Disclosure: I am short TARM.OB.


Disclaimer: This article is intended for informational purposes only and you, the reader should not make any financial, investment, or trading decisions based upon the author’s commentary. Although the information set forth above has been obtained or derived from sources believed to be reliable, the author does not make any representation or warranty, express or implied, as to the information’s accuracy or completeness, nor does the author recommend that the above information serve as the basis of any investment decision. Before investing in a security, readers should carefully consider their financial position and risk tolerance to determine if such a stock selection is appropriate.

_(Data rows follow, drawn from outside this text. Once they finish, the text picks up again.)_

PR #2907, opened 2024-12-12
LOG-6236: add docs about how to forwarding log to Syslog

vparfonov:
### Description
Add document with description how to configure Log Forwarding to the Syslog receiver 

/cc @Clee2691 @cahartma 
/assign @jcantrill 

/cherry-pick 

### Links

- Depending on PR(s): https://github.com/openshift/cluster-logging-operator/pull/2830
- Bugzilla:
- Github issue:
- JIRA:
- Enhancement proposal:

### DIFF
--- a/docs/features/logforwarding/outputs/syslog-forwarding.adoc
+++ b/docs/features/logforwarding/outputs/syslog-forwarding.adoc
@@ -1,0 +1,148 @@
+== Forwarding to Syslog
+
+Create a Cluster Log Forwarder instance by specifying corresponding parameters.
+
+.cluster-log-forwarder.yaml
+[source,yaml]
+----
+apiVersion: observability.openshift.io/v1
+kind: ClusterLogForwarder
+metadata:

At any time, the author of this article may trade in or out of any securities that are mentioned in the article as long or short positions in his own personal portfolio or in client portfolios that he manages without disclosing this information. At the time this article was published, the author was holding a short position in TARM.OB either in his personal account or in accounts that he managed for others.


THIS ARTICLE IS NOT A RECOMMENDATION TO BUY OR SELL ANY SECURITIES MENTIONED. THE AUTHOR ACCEPTS NO LIABILITY FOR HOW READERS MAY CHOOSE TO UTILIZE THE INFORMATION PRESENTED ABOVE.